Eventually, the man leaves. I chat some more with my grandfather, and notice the nurses keep walking by and looking in, giggling at me. One of them actually calls me out and asks me questions about my grandfather I know she already knows the answer to -- just to talk to me. She giggles all along and smiles. I’m reminded of Joss Whedon’s TV show Firefly, and how the ship’s female backwoods mechanic has a crush on the dandy cityslicker doctor. I realize that my Steve Madden shoes, gray turtleneck and Danish-made designer glasses must make me look very successful and appealing to a nurse in Hagerstown. I wonder what she would have made of me back in high school.

Not long after, another visitor enters -- a woman from my grandfather’s church. I introduce myself, but again, she doesn’t tell me her name. My grandfather tells her the story about the train station, and she explains to him about how the lack of blood to his brain is causing the hallucinations. Her reaction is almost identical to mine, except in regards to the race of the conductor.

“I never heard of no black conductor before,” she says, laughing.

I realize I am very far from Washington, D.C.


The rest of the day is spent off and on with my grandfather. My relations are due late in the evening, but despite my need to confront them, I decide to go home. There will be time for that later. My coworkers frantically email me with questions, and I have a publication that needs to be proofed. And I miss Pantaliamon and the dog. So I convince my mom to take me back to the Shady Grove Metro station so I can go home.

I stop by to say goodbye to my grandfather. He tears up when he hears I’m leaving -- he’s so afraid to be left alone in the hospital. I assure him that he has more family coming tomorrow -- that he won’t be alone for long.

He seems contented by that.
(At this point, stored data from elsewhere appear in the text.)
PR #1812, opened 2026-02-15
Enable fallback pay-per-post when force_pack set

arifulhoque7:
**Fix: Allow post submission with fallback pay-per-post when subscription post limit is exceeded**. Close [1414](https://github.com/weDevsOfficial/wpuf-pro/issues/1414)

When a form has "Mandatory Subscription" enabled with "Pay-per-post billing when limit exceeds" checked and a fallback cost set, users who have exhausted their subscription post limit were incorrectly blocked with the message "Post Limit Exceeded for your purchased subscription pack." instead of being allowed to submit and pay per post.

**Root cause: Three early return checks in the code were blocking users before the fallback pay-per-post logic could be evaluated:**

Form::is_submission_open() — early return at the top-level post count check
Subscription::force_pack_permission() — wpuf_can_post filter overriding the result back to 'no'
Subscription::force_pack_notice() — displaying "You must purchase a pack" notice instead of the form
Fix: Added a $skip_limit_block condition to all three locations so the early returns are bypassed when force_pack + fallback_cost are both enabled, allowing the existing downstream logic to correctly permit posting with per-post payment.

## Summary by CodeRabbit

* **New Features**
  * Admin users bypass post limits, payment redirects, and subscription notices.

* **UI**
  * Fallback and per-post cost fields switched to numeric inputs with non-negative values and two-decimal precision; dependency input type updated.

* **Bug Fixes**
  * Consistent decimal handling for monetary values; improved interaction between pack enforcement and fallback pay-per-post with skip logic; subscription error checks now return results correctly.


Rubaiyat-E-Mohammad:
As a user, I see the wrong pay per post after post limit exceeded charge showing. 
Also, previous exists for admin end @arifulhoque7 vai

image

image

arifulhoque7:
> As a user, I see the wrong pay per post after post limit exceeded charge showing.

fixed @Rubaiyat-E-Mohammad vai

Rubaiyat-E-Mohammad:
> > As a user, I see the wrong pay per post after post limit exceeded charge showing.
> 
> fixed @Rubaiyat-E-Mohammad vai

Not solved @arifulhoque7 vai

Still getting same error
image

Pay-per-post payment is not being required

https://github.com/user-attachments/assets/49ef9a53-ee68-45af-a230-cbc282e94d95

arifulhoque7:
> Pay-per-post payment is not being required

Please Check it now , it should work @Rubaiyat-E-Mohammad vai

Rubaiyat-E-Mohammad:
> > Pay-per-post payment is not being required
> 
> Please Check it now , it should work @Rubaiyat-E-Mohammad vai

Showing wrong amount issue not solved vai @arifulhoque7 vai

image
image

sapayth (changes requested):
## Critical Issues

### 1. Missing return fix is correct but reveals a deeper problem

`class/subscription.php:1219` and `includes/Admin/Subscription.php:1284` — `has_user_error()` was silently discarding the result. This means every call to `has_user_error()` has been evaluating as falsy since the function was written.

The fix is correct, but this means enabling the return value will now change behavior at every callsite, not just the ones this PR targets. This needs careful E2E testing — fixing this bug might expose other logic that was accidentally relying on `has_user_error()` always returning null/falsy.

---

### 2. Condition in `add_post_info()` elseif may be too narrow

Both `class/subscription.php` and `includes/Admin/Subscription.php` change:

**Before:**

```php
} elseif ( self::has_user_error( $form_settings ) || ( $payment_enabled && ... ) ) {
```

**After:**

```php
} elseif ( $payment_enabled && $force_pack && $form->is_enabled_fallback_cost() && ... ) {
```

The `self::has_user_error()` OR branch is completely removed. Now that `has_user_error()` actually returns a value (fix #1), there may be user-error scenarios that should still show the fallback cost info block but won't reach this branch anymore. Worth verifying there isn't a case where a user has an error, `force_pack` is off, but fallback cost should still display.

---

## Moderate Issues

### 3. `$form` variable shadowing in `add_post_info`

In `includes/Admin/Subscription.php`, the elseif block at ~line 1122 still has `$form = new Form( $form_id );` even though `$form` is already instantiated earlier in the method. The `class/subscription.php` version correctly removes this redundant instantiation, but the `includes/Admin/Subscription.php` version keeps it. This should be cleaned up for consistency.

---

### 4. New early return in `class/subscription.php` `force_pack_permission` changes behavior beyond the stated fix

Lines 1162–1165 in the diff add:

```php
if ( $current_user->subscription()->current_pack_id() && ! $has_post_count && ! $skip_limit_block ) {
    return 'no';
}
```

This early return didn't exist in the legacy `class/subscription.php` before (it only existed in `includes/Admin/Subscription.php`). While this makes the two files more consistent, it changes behavior for users who have a pack with no post count remaining and `$skip_limit_block` is false — they'll now be blocked before reaching the existing `is_user_logged_in()` logic. This is probably fine but should be called out.

---

### 5. Admin bypass scope is broad

The admin bypass in `Form.php::is_submission_open()` returns `['yes', '']` before ANY other check. This means admins bypass post-locking, guest post restrictions, and all payment logic — not just subscription limits. If the intent is only to bypass subscription/payment restrictions, the check should be placed after the post-lock check.

---

## Minor Issues

### 6. Duplicate JS files

Both `admin/form-builder/assets/js/form-builder.js` and `assets/js/wpuf-form-builder.js` have the same checkbox → number type fix. Is one the source and the other compiled? If so, only the source should be edited and the compiled file should be generated via build.

---

### 7. Swapped comment labels are fixed — good catch

The `//fallback cost enabled` / `//fallback cost disabled` comments were swapped in both files. The PR corrects them.

---

### 8. Float casting and input constraints are good

`(int)` → `(float)` for monetary values, `step="0.01"` `min="0"` on inputs — both correct improvements.

---

## Summary

| Category                      | Verdict                                              |
|-------------------------------|------------------------------------------------------|
| Bug fix logic                 | Correct approach, well-reasoned                     |
| has_user_error return fix     | Critical fix, but needs broader regression testing  |
| Admin bypasses                | Work, but broader than necessary                    |
| Code duplication (legacy/modern) | Consistent, expected given architecture          |
| Type safety (float/input)     | Good                                                |

arifulhoque7:
fixed @sapayth vai

sapayth (changes requested):
`has_user_error()` return semantics change has wide blast radius

  The method was always silently returning null (void). The fix adds the missing return, which is the right thing to do — but it changes the truthiness of this call at six other
  pre-existing callsites that this PR leaves untouched:

  - class/subscription.php:632, 1056, 1127
  - includes/Admin/Subscription.php:656, 1095, 1185

  Before this PR those branches were effectively dead (always falsy). After, they'll fire whenever a subscription error exists. At least two of those callsites are if (
  self::has_user_error(...) ) { echo error_message; } paths that were previously unreachable.

  Fix: Walk each callsite and confirm the new behavior is desired. Specifically check: does has_error() return WP_Error in success states, or strictly true/false/WP_Error? If it can
  return a WP_Error object, any if ( self::has_user_error() ) will now be truthy even when there is no real error unless the object itself is falsy.
  Location: class/subscription.php:1246, includes/Admin/Subscription.php:1303

PR #1251, opened 2022-03-09
Fix/add data removing option

sapayth:
In User Frontend > Tools a new setting is introduced to delete some data upon plugin deletion. When you delete the WP User Frontend version, it will also delete all the data related to WP User Frontend Pro as well. This won't happen when the plugins are deactivated.

1. Delete Plugin Settings on Uninstall
2. Delete Database Tables on Uninstall
3. Delete WPUF Forms on Uninstall
4. Delete WPUF Pages on Uninstall

Settings that will be removed are:
all options containing wpuf_

DB tables that will be removed are:
1. wpuf_transaction
2. wpuf_subscribers
3. wpuf_message
4. wpuf_activity

All pages containing wpuf shortcode

## Summary by CodeRabbit

* **New Features**
  * Uninstall settings panel with persistent toggles (delete settings, database, forms, pages) and a caution block explaining data removal.
  * Form export to downloadable JSON for all or selected forms (including registration forms).
  * Form import via JSON uploader with progress/feedback UI.
  * Admin Tools page with maintenance actions and bulk form management/export/import options.

PR #1873, opened 2026-06-16
Fix/add data removing option (recover #1251)

arifulhoque7:
Recovered from #1251 (originally by @sapayth), rebased onto `develop` with merge conflicts resolved. Functionality preserved.

Supersedes #1251.

## New Features

* Added admin Tools page featuring export and import capabilities for forms, allowing users to backup and transfer form configurations as JSON files.
* Introduced uninstall settings section in the Tools admin page, enabling users to selectively choose which plugin data (settings, database tables, forms, and pages) to remove during plugin uninstallation.
* Added automated cleanup routine that handles plugin data removal based on user-selected uninstall preferences.


arifulhoque7:
Review fixes pushed:

- `uninstall.php` — the `LIKE` deletes (options + postmeta) and the WPUF-page lookup now use `$wpdb->prepare()` + `$wpdb->esc_like()` instead of raw interpolated SQL. Cleanup breadth kept (still matches `wpuf_`/`_wpuf_` keys) so no orphaned data, but the wildcard `_` is now escaped and the query is injection-safe.
- `admin/class-tools.php` (export_to_json) — moved `header()` calls **before** `echo` to avoid "headers already sent", switched to `wp_json_encode()` and `gmdate()`.
- `import_json_file` — guards against invalid/non-array JSON before the `foreach` (returns a `WP_Error` instead of warning).

Note: the destructive page delete (`wp_delete_post(..., true)`) is intentional and gated behind the opt-in "Delete Pages" uninstall setting + the `[wpuf` shortcode match — left as designed, just made the query safe.

PR #939, opened 2015-11-11
compute: turn operations into event emitters

### LINKED ISSUE #921: compute onComplete example should show "the right way" to attach handlers?
On https://googlecloudplatform.github.io/gcloud-node/#/docs/v0.24.1/compute/operation?method=onComplete

```js
operation.onComplete(function(err, metadata) {
  if (err.code === 'OPERATION_INCOMPLETE') {
    // The operation is not complete yet. You may want to register another
    // `onComplete` listener or queue for later.
  }

  if (!err) {
    // Operation complete!
  }
});
```

This example doesn't really show me how I'm supposed to continue attaching handlers (and I would actually need to redesign the flow of my code to make this work).

Can we update the example to show exactly what "the right way" to do this is?

stephenplusplus:
Fixes #921

### DIFF
--- a/test/compute/operation.js
+++ b/test/compute/operation.js
@@ -17,6 +17,7 @@
 'use strict';
 
 var assert = require('assert');
+var extend = require('extend');
 var mockery = require('mockery');
 var nodeutil = require('util');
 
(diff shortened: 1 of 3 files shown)


test/compute/operation.js
```diff
@@ -179,136 +201,209 @@ describe('Operation', function() {
...
+
+      operation.removeListener('complete', util.noop);
+      assert.strictEqual(operation.hasActiveListeners, true);
+
+      operation.removeListener('complete', util.noop);
+      assert.strictEqual(operation.hasActiveListeners, false);
+    });
+  });
+
+  describe.skip('startPolling_', function() {
```
callmehiphop: Should we not skip this?

stephenplusplus: But it makes getting green builds so much easier!

callmehiphop: :stuck_out_tongue_closed_eyes:

PR #940, opened 2015-11-12
datastore: don't require auth with local datastore server

### LINKED ISSUE #936: Stubbing out authentication
I have the gcloud module talking to a local cloud datastore using the gcd tool for automated testing but am finding that it only works if I provide real credentials from my google console. Is there a way to stub out the authentication process so I can use test credentials?

stephenplusplus:
Fixes #936

When a service object is created (such as a Dataset object), we have the choice of telling our "makeAuthenticatedRequestFactory" function that we don't care about the authentication part via an option called `customEndpoint`. A Dataset is the one place we use this option in the event a user is trying to communicate with their own Datastore server.

We were skipping the auth when:
- A user instantiated a Dataset providing an `apiEndpoint` option:
  
  ``` js
  var dataset = datastore.dataset({ apiEndpoint: 'http://localhost:8080' });
  ```

But, we also need to support when:
- A user has the `DATASTORE_HOST` env var set

We have had half of the puzzle solved; we detect the presence of that env var and send the API requests to it accordingly. But, we forgot to update `customEndpoint`, the option that skips authenticating.

// @brainsiq

### DIFF
--- a/lib/datastore/dataset.js
+++ b/lib/datastore/dataset.js
@@ -110,17 +110,17 @@ function Dataset(options) {
     throw util.missingProjectIdError;
   }
 
+  this.determineApiEndpoint_(options.apiEndpoint);
+  this.namespace = options.namespace;
+  this.projectId = options.projectId;
+
   this.makeAuthenticatedRequest_ = util.makeAuthenticatedRequestFactory({
-    customEndpoint: typeof options.apiEndpoint !== 'undefined',
+    customEndpoint: this.customEndpoint,
     credentials: options.credentials,
     keyFile: options.keyFilename,
     scopes: SCOPES,
     email: options.email
   });
-
-  this.apiEndpoint = Dataset.determineApiEndpoint_(options);
-  this.namespace = options.namespace;
-  this.projectId = options.projectId;
 }
 
 nodeutil.inherits(Dataset, DatastoreRequest);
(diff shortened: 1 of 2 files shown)


lib/datastore/dataset.js
```diff
@@ -132,24 +132,27 @@ nodeutil.inherits(Dataset, DatastoreRequest);
  *
  * @private
  *
- * @param {object} options - Configuration object.
- * @param {string=} options.apiEndpoint - Custom API endpoint.
+ * @param {string} customApiEndpoint - Custom API endpoint.
  */
-Dataset.determineApiEndpoint_ = function(options) {
-  var apiEndpoint = 'https://www.googleapis.com';
+Dataset.prototype.determineApiEndpoint_ = function(customApiEndpoint) {
```
jgeewax: Wouldn't the side-effect style here make this method harder to unit test? Just a thought (we changed from return "the endpoint" to this.apiEndpoint = "the endpoint";)

jgeewax:
LGTM

lib/datastore/dataset.js
stephenplusplus: Testing this method by itself wasn't bad, but testing how it integrates with the constructor wasn't great. I much prefer the no-side effect route, but couldn't find a way to easily fit that in here. We not only need "what is the API endpoint?" answered, but "is it the default one or a custom one?" Ideally, one function can answer both of those questions, so I could either return an object like `{ isCustom: false, apiEndpoint: 'http://...' }` or just treat this method as an extension of the initialization process, giving it full control of setting instance variables. (Note the method moved from static to instance)

I'm not a big fan of either approach, really. But, we have two **major** overhauls to Datastore coming soon (v1beta3 upgrade which is a complete re-write (#897), and after that lands, we will implement the `getOrCreate` base classes, "Service", and "ServiceObject"). Those will probably/definitely force a new solution to this problem fit in with the changes.

callmehiphop:
:+1:

PR #942, opened 2015-11-14
Implement Service & Service Object for DNS

stephenplusplus:
For #904

This hooks DNS up with Service & ServiceObject.

### DIFF
--- a/system-test/dns.js
+++ b/system-test/dns.js
@@ -32,61 +32,64 @@ var DNS_DOMAIN = process.env.GCLOUD_TESTS_DNS_DOMAIN;
 
 // Only run the tests if there is a domain to test with.
 (DNS_DOMAIN ? describe : describe.skip)('dns', function() {
-  var ZONE;
-  var ZONENAME = 'test-zone-' + uuid.v4().substr(0, 18);
+  if (!DNS_DOMAIN) {
+    // The test runner still executes this function, even if it is skipped.
+    return;
+  }
 
-  var records = {};
+  var ZONE_NAME = 'test-zone-' + uuid.v4().substr(0, 18);
+  var ZONE = dns.zone(ZONE_NAME);
 
-  function createRecords() {
-    records.a = ZONE.record('a', {
+  var records = {
+    a: ZONE.record('a', {
       ttl: 86400,
       name: DNS_DOMAIN,
       data: '1.2.3.4'
-    });
+    }),
 
-    records.aaaa = ZONE.record('aaaa', {
+    aaaa: ZONE.record('aaaa', {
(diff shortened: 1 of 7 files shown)


system-test/dns.js
```diff
@@ -142,16 +135,6 @@ var DNS_DOMAIN = process.env.GCLOUD_TESTS_DNS_DOMAIN;
     ZONE.delete({ force: true }, done);
   });
 
-  it('should create a zone', function(done) {
```
callmehiphop: Are we dropping this because we'd get an error in our afterEach/after?

stephenplusplus: I don't think so. I think only because we were creating all over the place, and we usually just use the fact that it was created in the before hook to prove it works.

callmehiphop: I commented on the wrong line! I meant to do it on 172 :((((

stephenplusplus: Same answer!

system-test/dns.js
```diff
@@ -94,26 +92,26 @@ var DNS_DOMAIN = process.env.GCLOUD_TESTS_DNS_DOMAIN;
...
         '1 21600 3600 1209600 300'
       ].join(' ')
-    });
+    }),
 
-    records.spf = ZONE.record('spf', {
+    spf: ZONE.record('spf', {
       ttl: 21600,
       name: DNS_DOMAIN,
       data: 'v=spf1 mx:' + DNS_DOMAIN.replace(/.$/, '') + ' -all'
```
callmehiphop: This threw an error for me locally, I don't have `GCLOUD_TESTS_DNS_DOMAIN` set.

callmehiphop: Probably worth mentioning that master does not throw the same error.

stephenplusplus: Ooh good catch.

system-test/dns.js
callmehiphop: But 172 is for deleting!

system-test/dns.js
stephenplusplus: Yeah it's because I moved the line that throws outside of a mocha hook.  Because it was in a hook of a skipped suite, it didn't run.

system-test/dns.js
stephenplusplus: We delete the zone created in the before in the after! That's a sentence!

callmehiphop: okok! That's what I was asking, my wording was probably just not so awesome :)

system-test/dns.js
stephenplusplus: Fixed this lil guy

Just as I turn to leave, he catches my eye.

“You know,” he tells me, “I remember being in a train station. There was this black girl working as the conductor -- can you believe it? A black girl? I never heard of such a thing. John C. was there with your mother. It’s the damndest thing, but I don’t know how I got here from that train station. Do you know?”

His eyes are big with fright and wonder. I shake my head.

“I wish I knew how I got here,” he says. “Tell your mother to bring me my jacket and my shoes -- I need to go home. They probably won’t let me leave, though. No, sir. They won’t let you out of prison unless the judge says it’s okay. But maybe if I tell them it’s only for a few hours ... maybe if I say I’m just going to get dinner ...”

I turn and leave, wondering if this will be the last time that I see him. Hoping that it is.